Scan the records for the word "problem". Report each line where it occurs.

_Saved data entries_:
Start of Block

PR #1683, opened 2024-09-25
runtime: fix useNodejsImportProtocol

smorimoto:


hhugo:
@smorimoto, What's the mininum nodejs version for this change ? You should mention it in the readme.

smorimoto:
@hhugo See this doc: https://nodejs.org/api/esm.html#node-imports

hhugo:
That would be v16.0.0

PR #1684, opened 2024-09-25
!js-string implementation of caml_string_concat fix

rickyvetter:
If you write some code like (note this is not an ascii x!):
```ocaml
str ^ " ×"
```
And have compiled your code with `--disable use-js-string`, then the concat will not work correctly. I've changed to an implementation that seems correct, but likely has quite a few extra conversions. I'm not sure exactly what the original function was doing, but it felt complicated and so I was a bit nervous about fixing in a lower-level way.

I'd like to have tests in place but I'm not sure what the infrastructure looks like for testing with these flags?

### DIFF
--- a/runtime/mlBytes.js
+++ b/runtime/mlBytes.js
@@ -692,12 +692,12 @@ function caml_string_concat(a, b) {
 }
 
 //Provides: caml_string_concat
-//Requires: caml_convert_string_to_bytes, MlBytes
+//Requires: caml_string_of_jsbytes, caml_jsbytes_of_string
 //If: !js-string
 function caml_string_concat(s1, s2) {
-  s1.t & 6 && caml_convert_string_to_bytes(s1);
-  s2.t & 6 && caml_convert_string_to_bytes(s2);
-  return new MlBytes(s1.t, s1.c + s2.c, s1.l + s2.l);
+  return caml_string_of_jsbytes(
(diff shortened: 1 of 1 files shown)


hhugo:
> then the concat will not work correctly.

What does that mean ? What's the behavior you're seeing ?

> I'd like to have tests in place but I'm not sure what the infrastructure looks like for testing with these flags?

There are some test in `compiler/tests-compiler/test_string.ml`. They call `Util.compile_and_parse` but you might want to use  `Util.compile_and_run`.

hhugo:
Your implementation should just be equivalent to the existing one. If you inline a few function call. You get;
```js
  s1.t & 6 && caml_convert_string_to_bytes(s1);
  var a = s1.c;
  s2.t & 6 && caml_convert_string_to_bytes(s2);
  var b = s2.c;
  var x = a + b;
  return new MlBytes(0, x, x.lenght);
```

```js
  s1.t & 6 && caml_convert_string_to_bytes(s1);
  s2.t & 6 && caml_convert_string_to_bytes(s2);
  return new MlBytes(s1.t, s1.c + s2.c, s1.l + s2.l);
```

Also I wasn't able to reproduce your issue.

rickyvetter:
Sorry for the noise. You're right. There's a more complicated issue that isn't with this primitive.

PR #1687, opened 2024-09-26
Runtime: switch default case come last

hhugo:
It makes the code a bit easier to read
@vouillon, can you review this ?


hhugo:
cc @smorimoto

smorimoto (approved):

hhugo:
@smorimoto, I would have preferred a review from @vouillon before merging.

smorimoto:
Oops, sorry about that.

PR #1691, opened 2024-09-26
Runtime: Annotate all fall through switch case 

hhugo:
Based on #1687

### DIFF
--- a/biome.json
+++ b/biome.json
@@ -40,7 +40,6 @@
       "suspicious": {
         "noAssignInExpressions": "off",
         "noDoubleEquals": "off",
-        "noFallthroughSwitchClause": "off",
         "noRedeclare": "off"
       }
     }
--- a/runtime/format.js
+++ b/runtime/format.js
@@ -76,9 +76,12 @@ function caml_parse_format(fmt) {
           i++;
         }
         i--;
+        break;
       case "d":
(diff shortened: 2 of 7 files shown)


runtime/format.js
```diff
@@ -76,9 +76,12 @@ function caml_parse_format(fmt) {
           i++;
         }
         i--;
+        break;
```
hhugo, line 79: @vouillon, I suspect the missing break was a mistake

runtime/parsing.js
```diff
@@ -225,12 +228,14 @@ function caml_parse_engine(tables, env, cmd, arg) {
           cmd = loop;
           continue the_loop;
         }
-      // Fall through
+      // Unreachable
```
hhugo, line 231: The condition above never "exit normally".

hhugo:
cc @smorimoto

biome.json
```diff
@@ -43,10 +43,9 @@
         "noAssignInExpressions": "off",
         "noControlCharactersInRegex": "off",
         "noDoubleEquals": "off",
-        "noFallthroughSwitchClause": "off",
+
```
smorimoto, line 46:
```suggestion
```

smorimoto (approved):

PR #1693, opened 2024-09-27
Compiler: introduce Targetint

hhugo:
This PR introduce a dedicated module and type of integers with the target/backend semantic.

The number of bits can be configured at runtime.


compiler/lib/parse_bytecode.ml
```diff
@@ -2305,7 +2303,10 @@ and compile infos pc state instrs =
         let x, _ = State.accu state in
         let y = Var.fresh () in
 
-        ( (Let (y, Prim (Eq, [ Pc (Int n); Pv x ])), loc) :: instrs
+        ( ( Let
+              (y, Prim (Eq, [ Pc (Int (Targetint.of_int32_warning_on_overflow n)); Pv x ]))
+          , loc )
+          :: instrs
```
OlivierNicole, line 2309: If the integer argument of the BEQ opcode does not fit in an int31, the bytecode is not correctly compilable to Wasm. Isn’t a mere warning a bit weak in this case? If the user decides to ignore it, they could get a garbage program.

compiler/lib/targetint.ml
```diff
@@ -0,0 +1,138 @@
+type t = Int32.t
+
+let num_bits_ = ref 0
+
+let set_num_bits x = num_bits_ := x
+
+let num_bits () =
+  match !num_bits_ with
+  | (31 | 32) as x -> x
+  | x -> failwith (Printf.sprintf "Targetint.num_bits %d unsupported" x)
```
OlivierNicole, line 10: My first reaction was: “Why hasn’t he used a module chosen according to the compilation target?” But then I understood that this information is not available at initialization phase. Interesting.

hhugo: We could do it at initialization phase by linking different libraries. But then, you cannot change your mind at runtime

compiler/lib/eval.ml
```diff
@@ -172,9 +119,7 @@ let eval_prim ~target x =
       | "caml_mul_float", _ -> float_binop l ( *. )
       | "caml_div_float", _ -> float_binop l ( /. )
       | "caml_fmod_float", _ -> float_binop l mod_float
-      | "caml_int_of_float", [ Float f ] ->
-          Some
-            (Int (Int32.of_float f |> Int.of_int32_warning_on_overflow |> Int.to_int32))
+      | "caml_int_of_float", [ Float f ] -> Some (Int (Targetint.of_float f))
```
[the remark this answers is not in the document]
hhugo: The result of int_of_float is unspecified if the argument doesn't fit in the range of representable integers. I think we should just not perform static evaluation in such case.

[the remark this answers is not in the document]
hhugo: fixed

compiler/lib/parse_bytecode.ml
hhugo: I've changed it to raise an exception

compiler/lib/targetint.ml
```diff
@@ -0,0 +1,144 @@
...
+  if offset = 0 then Int32.max_int else Int32.shift_right_logical (-1l) offset
+
+let max_int_i () = Int32.to_int (max_int ())
+
+let to_string x = Int32.to_string x
+
+let to_float x = Int32.to_float x
+
+let of_float_opt x =
+  if x < Int32.to_float (min_int ()) || x > Int32.to_float (max_int ())
```
hhugo, line 39: We need to swap branches to have this work correctly with nan

OlivierNicole (approved):
Looks good to me.

PR #1694, opened 2024-09-28
[compiler] [build-fs] Fix `target not set error`

ejgallego:
Regression from #1655 .

Not sure if `Config.target` should be better handled as a parameter?

### DIFF
--- a/compiler/bin-js_of_ocaml/build_fs.ml
+++ b/compiler/bin-js_of_ocaml/build_fs.ml
@@ -61,6 +61,7 @@ function jsoo_create_file_extern(name,content){
 }
 |}
   in
+  Config.set_target `JavaScript;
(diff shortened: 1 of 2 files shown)


hhugo:
> Not sure if `Config.target` should be better handled as a parameter?

This has been discussed in #1655. We already have similar situation with other configs. I'd rather solve the general issue all at once, instead of solving one specific case.

ejgallego:
IMO this doesn't need a changes entry, but happy to add one.

hhugo:
This PR means that we currently don't have any test running this command. Would you mind adding one ? Maybe in https://github.com/ocsigen/js_of_ocaml/blob/master/compiler/tests-full/dune ?

ejgallego:
Done.

PR #1698, opened 2024-09-30
[ci] Add 32bit job for 4.14.2

ejgallego:
Let's see how far this gets, likely we will need some extra setup but depexts got much better in Opam 2.2.

### DIFF
--- a/.github/workflows/build.yml
+++ b/.github/workflows/build.yml
@@ -37,6 +37,11 @@ jobs:
             skip-effects: true
             skip-test: false
             skip-doc: true
+          - os: ubuntu-latest
+            ocaml-compiler: "ocaml-variants.4.14.2+options,ocaml-option-32bit"
+            skip-effects: true
+            skip-test: false
+            skip-doc: true
           - os: macos-latest
             ocaml-compiler: "4.14"
             skip-effects: true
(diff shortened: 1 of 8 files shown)


ejgallego:
A first headache is that JSOO depends on the opam package `graphics`, but this package is broken on 32bit archs, so it seems.

Another build error that is easier to fix is:
```
File "benchmarks/sources/ml/splay.ml", line 192, characters 47-57:
192 |     let s = (s + 0x7ed55d16 + (s lsl 12)) land 0xffffffff in
                                                     ^^^^^^^^^^
Error: Integer literal exceeds the range of representable integers of type int
```

ejgallego:
Note that installing graphics locally with the correct multi-arch setup doesn't work either, so this is not due to missing `i386` packages in the Ubuntu version on CI.

hhugo:
You can rebase and should be able to drop the revert of targetint

hhugo:
> Note that installing graphics locally with the correct multi-arch setup doesn't work either, so this is not due to missing `i386` packages in the Ubuntu version on CI.

What is the error ?

hhugo:
Why not add a job for OCaml 5.2 32bit ?

ejgallego:
> Why not add a job for OCaml 5.2 32bit ?

I was actually thinking of that, it is a good idea IMO.

I kind of refrained last minute as I have no JSOO + OCaml 5.x experience, so I thought it could be wise to make the 4.12+32bit CI work first.

I am not in OCaml 5 myself due to lack of `memprof-limits` in 5.x series, which is critical to Coq coq-lsp users.

That doesn't matter for the JSOO version of Coq, however I still use 4.14 as my base dev branch. But I'm really looking forward to try JSOO 5.x with coq / coq-lsp / jsCoq

hhugo:
I'm merging this one, feel free to open a new one to add 5.2 32bit to the ci

ejgallego:
A problem with 5.2 + 32bit is that it is a byte only distribution, so JSOO will be a bytecode build, and thus quite slow.

Should we still go ahead with a byte-only CI?

I managed to compile coq-lsp with 5.2 + 32bit tho, but seems like this will become a dead end for us soon as coq-lsp requires `ppx` stuff, and for example, `ppx_inline_test` doesn't support 32bits anymore (`time_now.0.17.0` fails to build).

But at least it works now!

hhugo:
Testing byte only with 5.2 seems to be a good addition

PR #1700, opened 2024-10-01
[ci] Add 32bit 5.2.0 job

ejgallego:
Caveats:

- The OCaml switch in this case byte-only, so things are slow, as jsoo itself won't have a native mode

- JS ppx libs 0.17 don't really support 32bit builds, this will likely become a problem in the future (if not now actually, for example `ppx_inline_test.0.17.0` fails to build)

- jsCoq/coq-lsp works in this setup, which is IMO a great "data point" as to whether this setup is OK

p.s: Coq stops working in 5.2.0 if I pass `--enable=effects` tho, the error is `Reason: Uncaught RangeError: Maximum call stack size exceeded`, is that worth reporting?

### DIFF
--- a/.github/workflows/build.yml
+++ b/.github/workflows/build.yml
@@ -88,7 +88,7 @@ jobs:
         # getting much better, but no luck yet, c.f:
         # https://github.com/ocaml/opam-repository/pull/26626
       - name: Install apt 32-bit dependencies
-        if: matrix.ocaml-compiler == 'ocaml-variants.4.14.2+options,ocaml-option-32bit' || matrix.ocaml-compiler == 'ocaml-variants.5.2.0+options,ocaml-option-32bit'
+        if: contains( matrix.ocaml-compiler, "ocaml-option-32bit")
         run: |
           sudo apt-get install aptitude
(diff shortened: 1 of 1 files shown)


ejgallego:
Indeed, even if I did check `git grep ppx_inline_test` in JSOO sources, the package got pulled transitively.

So we either:

- drop this PR
- fix `time_now.0.17.0` to build in 32bit (which may not be possible due to upstream policy)
- softer testing reqs for 5.2.0 + 32 bits

Any other idea?

hhugo:
No need to run the tests. Just build/install like we do for older ocaml version

ejgallego:
@hhugo should we still do `dune build @all --profile using-effects` in the 5.2.0+32bit job?

hhugo:
> @hhugo should we still do `dune build @all --profile using-effects` in the 5.2.0+32bit job?
> 
> As of now the `@runtest` part fails indeed.



> @hhugo should we still do `dune build @all --profile using-effects` in the 5.2.0+32bit job?
> 
> As of now the `@runtest` part fails indeed.

Yes, we could. You could change the ci to respect skip test when skip-effect is false

PR #2000, opened 2025-05-16
Output a Wasm binary module rather than a text file when possible

vouillon:
This is faster to write a binary file, and then for binaryen to parse a binary file.

We still output a Wasm text file when source maps are enabled (we don't yet supported writing a source map file together with a Wasm binary module) or when `--debug wat` is set.

### DIFF
--- a/benchmarks/benchmark-fiat-crypto/Makefile
+++ b/benchmarks/benchmark-fiat-crypto/Makefile
@@ -10,8 +10,9 @@ bench:
 	$(MAKE) perform COMPILER=wasm_of_ocaml EXTRA_ARGS="" KIND=wasm
 	@date -u +"%FT%TZ - $(NAME): done"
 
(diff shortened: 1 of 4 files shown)


hhugo:
wasm-merge is WAAAAAYYYY faster. What would it take to support sourcemap with the binary format ?

vouillon:
> wasm-merge is WAAAAAYYYY faster. What would it take to support sourcemap with the binary format ?

I guess they have a slow parser...

Not that much, I guess. We need to replicate what is done in `Js_output`. So, push a mapping for each `Event`, plus one at the end of each function (after the byte `0x0B`) to avoid that an events bleeds over the next function. There is a single line; the column is the position in the binary file.
Plus some plumbing to write the source map to a temporary file and pass the file name to binaryen.

hhugo:
Maybe we could remove sourcemap from the fiat crypto bench for now

PR #2001, opened 2025-05-16
Compiler: reorder optimization passes

hhugo:


hhugo:
This makes jsoo find the fixpoint of ocamlc one round earlier (from ~8.6s to ~7.8s on my machine)
I don't know why it doesn't show clearly on the benchmark.

vouillon:
> This makes jsoo find the fixpoint of ocamlc one round earlier (from ~8.6s to ~7.8s on my machine) I don't know why it doesn't show clearly on the benchmark.

We are using OCaml 5.2 for the benchmarks, which already only needs 5 rounds.

vouillon (approved):

PR #1645, opened 2024-07-26
Text encode decode

hhugo:

PR #2008, opened 2025-05-19
Runtime: fix caml_utf8_of_utf16 bug in high surrogate case

### LINKED ISSUE #2006: [BUG] `caml_utf8_of_utf16` has a bug in high surrogate case
**Describe the bug**

`caml_utf8_of_utf16(String.fromCharCode(0xdbff, 0xdfff))` generate wrong utf8 encoding string

https://github.com/ocsigen/js_of_ocaml/blob/246df644334aa97103d1051aec128337ea1868f9/runtime/js/mlBytes.js#L106-L113

line 107 should be `c > 0xdbff` since `0xdbff` is a valid surrogate

**Expected behavior**

expected result: `b'\xf4\x8f\xbf\xbf'` (get from python `bytes.fromhex('dbffdfff').decode('utf-16be').encode('utf-8')`)

actual result: `ef bf bd ed bf bf`, get from

```js
Array.from(caml_utf8_of_utf16(String.fromCharCode(0xdbff, 0xdfff)))
    .map((c) => c.charCodeAt(0).toString(16).padStart(2, "0"))
    .join(" ")
```

**Versions**

latest version of jsoo contains this bug.

hhugo:
fix #2006

### DIFF
--- a/lib/tests/dune.inc
+++ b/lib/tests/dune.inc
@@ -100,6 +100,16 @@
   (pps ppx_js_internal ppx_expect)))
 
 (library
+ ;; lib/tests/test_string.ml
+ (name test_string_75)
+ (enabled_if true)
+ (modules test_string)
+ (libraries js_of_ocaml unix)
+ (inline_tests (modes js wasm))
+ (preprocess
+  (pps ppx_js_internal ppx_expect)))
+
+(library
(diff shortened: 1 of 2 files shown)


hhugo:
Maybe a good time to reconsider #1645

PR #2010, opened 2025-05-21
Compiler: do not prevent deadcode to preserve tailcall

hhugo:


OlivierNicole:
I’m still confused. In `Let (x, e); Return x`, if `e` is not pure, IIUC `x` should not be dead. So it seems to me that this patch is the equivalent of reverting to the previous state of unconditionally emitting `Return (zero_var x)`. Indeed, the only case where `live_tc` is true is when this is a tail call to an impure function, but then `x` should be live, so `zero_var x` is `x`.

hhugo:
> I’m still confused. In `Let (x, e); Return x`, if `e` is not pure, IIUC `x` should not be dead. So it seems to me that this patch is the equivalent of reverting to the previous state of unconditionally emitting `Return (zero_var x)`. Indeed, the only case where `live_tc` is true is when this is a tail call to an impure function, but then `x` should be live, so `zero_var x` is `x`.

you can have `e` is not pure and `x` is dead. `x` is dead just means `x` is not used but we still need to keep e if it has side-effects.

OlivierNicole:
I see, thanks for the explanation!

End of Block

_Output for this task_:
A problem with 5.2 + 32bit is that it is a byte only distribution, so JSOO will be a bytecode build, and thus quite slow.
- JS ppx libs 0.17 don't really support 32bit builds, this will likely become a problem in the future (if not now actually, for example `ppx_inline_test.0.17.0` fails to build)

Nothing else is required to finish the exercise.